Podkreśla jednak, że nie wszyscy skorzystają z nowych tablic. – Generalnie dotyczą one osób, które jeszcze nie pobierają emerytury. Rzadziej ubezpieczonych, którym jest już ona wypłacana. Dlatego większość wniosków, które trafiły ostatnio do ZUS, nie może zostać pozytywnie rozpatrzona. Dotyczy to szczególnie osób, które żądają ponownego przeliczenia świadczenia. Jest ono bowiem możliwe w ściśle określonych sytuacjach – wyjaśnia rzecznik.
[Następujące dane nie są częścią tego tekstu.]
Issue #194, opened 2014-05-20
Allow secure variables (environment) on environments, stages and jobs level


agileassistance:
(enhancement)
Is there a good reason for only allowing secure variables (environment) on the pipeline level? If not it would be great also to have this option on pipeline group, stage and job level.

Skąd to wzmożone zainteresowanie świadczeniobiorców, którzy w ostatnich dniach zaczęli szturmować ZUS, domagając się wyższych wypłat z organu rentowego, skoro GUS komunikat w sprawie nowych tablic opublikował w marcu? Pisaliśmy o tym w DGP nr 60/2021 („Mniej emerytów, wyższe wypłaty”).
– Do oddziałów ZUS w całej Polsce zaczęli się zgłaszać emeryci z wydrukowanym artykułem z jednego z portali dotyczącym emeryta, który w związku z nowymi tablicami GUS zwiększył świadczenie o 400 zł. Żądali przeliczenia ich świadczeń. Większość niestety bezpodstawnie – wyjaśnia Paweł Żebrowski.
Tablice GUS dotyczące średniego dalszego trwania życia kobiet i mężczyzn
EKSPERT WYJAŚNIA
dr Tomasz Lasocki wydział Prawa i Administracji Uniwersytetu Warszwskiego
Dla kogo nowe tablice są istotne?
Mają one znaczenie dla emerytur obliczanych w nowym systemie, czyli w formule zdefiniowanej składki. Oznacza to, że dotyczą osób urodzonych po 1949 r.
Z obecnych tablic skorzystają przede wszystkim osoby, które złożą wniosek o emeryturę od 1 kwietnia 2021 r. do 31 marca 2022 r. Mogą to być ubezpieczeni, którzy:
■ dopiero osiągnęli wiek emerytalny i złożą wniosek o świadczenie,
■ już wcześniej spełnili warunki do emerytury ustalanej według nowych zasad, ale dopiero od 1 kwietnia 2021 r. do 31 marca 2022 r. złożą wniosek o jej przyznanie i wypłatę.
Kto w związku z nowymi tablicami może wystąpić o przeliczenie już pobieranej emerytury?
Wniosek powinni złożyć wszyscy urodzeni po 1948 r. korzystający z przywilejów emerytalnych ustalanych w starym systemie (np. emerytury nauczycielskiej, górniczej, w niższym wieku emerytalnym), którzy osiągnęli już wiek emerytalny. ZUS najpewniej pomniejszy zgromadzony kapitał o pobrane przez nich dotychczas emerytury, ale emeryci sprzed czerwca 2012 r. (kiedy został wprowadzony przepis umożliwiający zastosowanie takiego mechanizmu) powinni rozważyć zakwestionowanie takiego pomniejszenia przed sądem.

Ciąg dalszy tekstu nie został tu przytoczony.